Ukko Mobile From Helsinki Eliminates Data Roaming - dsarle
http://www.arcticstartup.com/2013/03/27/one-sim-card-to-rule-them-all-ukko-mobile-from-helsinki-eliminates-data-roaming-forever

======
vidarh
The problem with this, which I learned the hard way with my first startup, is
that roaming costs are not high because of some horrible inefficiency in the
telco's charging them, but because they all benefit from the status quo.

My first company was an ISP, and we thought the then current dial up prices
(1995) were insane, and quickly worked out we could offer packages at 25% of
the largest competitor and make a profit with only 1500 or so users. Problem
was, the largest competitors could _also_ make a profit at 25% of their then-
current prices, and had large established user-bases.

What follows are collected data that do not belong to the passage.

PR #9767, opened 2020-04-29
More improvements to the docs generation

tas50:
Keeping this open to add resource updates to over time

### DIFF
--- a/lib/chef/resource/apt_preference.rb
+++ b/lib/chef/resource/apt_preference.rb
@@ -36,7 +36,7 @@ class Chef
         validation_message: "The provided package name is not valid. Package names can only contain alphanumeric characters as well as _, -, +, or *!"
 
       property :glob, String,
-        description: "Pin by a `glob()` expression or with a regular expressions surrounded by `/`."
+        description: "Pin by a `glob()` expression or with a regular expression surrounded by `/`."
 
       property :pin, String,
         description: "The package version or repository to pin.",
--- a/lib/chef/resource/apt_preference.rb
+++ b/lib/chef/resource/apt_preference.rb
@@ -36,7 +36,7 @@ class Chef
         validation_message: "The provided package name is not valid. Package names can only contain alphanumeric characters as well as _, -, +, or *!"
 
       property :glob, String,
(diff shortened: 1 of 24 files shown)


tasks/docs.rb
```diff
@@ -305,7 +305,7 @@ def build_resource_data(name, data)
       else
         puts "Writing out #{resource}."
         FileUtils.mkdir_p "docs_site/#{resource}"
-        File.open("docs_site/#{resource}/_index.md", "w") { |f| f.write(resource_data.to_yaml) }
+        File.open("docs_site/#{resource}/_index.md", "w") { |f| f.write(resource_data.to_yaml + "---") }
```
phiggins, line 308: Nitpick, but a comment about why the `"---"` got added would be good so it doesn't get left off in the future.

lib/chef/resource/apt_preference.rb
```diff
@@ -36,7 +36,7 @@ class AptPreference < Chef::Resource
         validation_message: "The provided package name is not valid. Package names can only contain alphanumeric characters as well as _, -, +, or *!"
 
       property :glob, String,
-        description: "Pin by glob() expression or with regular expressions surrounded by /."
+        description: "Pin by a `glob()` expression or with a regular expressions surrounded by `/`."
```
phiggins, line 39:
```suggestion
        description: "Pin by a `glob()` expression or with a regular expression surrounded by `/`."
```

tasks/docs.rb
```diff
@@ -153,19 +153,41 @@ def friendly_default_value(property)
...
+      end
+
+      # add the special case for nothing
+      list[:nothing] = { "shortcode" => "resources_common_actions_nothing.md" }
+
+      list
+    end
+
     # TODO:
     # - what to do about "lazy default" for default?
```
phiggins, line 177:
```suggestion
```

Extremely nitpick, but I added this comment and then I think you addressed that a day or two later?

tas50: the lazy bit is still there and I keep seeing this and wondering what the right solution is? Maybe some warnings in the script or something.

phiggins: Ahh ok.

We were inexperienced
enough in business to not worry too much about _why_ their prices were to high
- we assumed without thinking that their prices reflected their cost base.
Instead it reflected their belief about the market at a time - they'd rather
sell at that price with a ridiculous margin, than cut the price and grow the
total size of the market.

We went in cocky about a big competitive advantage, and it took about 3 days
after launch before the incumbent dropped prices to match ours, and while we
kept growing, it obviously made things a lot harder.

This company might find the same in the mobile data market if they get any
traction at all: Many of their competitors can drop the roaming charges
massive pretty much over-night, have large warchests, and have roaming
agreements in place that can quickly be re-negotiated if they and their
partners start seeing this startup as a threat to their revenues. The massive
benefit they can provide now, and the seeming headstart they have on their
competitors can evaporate pretty much overnight.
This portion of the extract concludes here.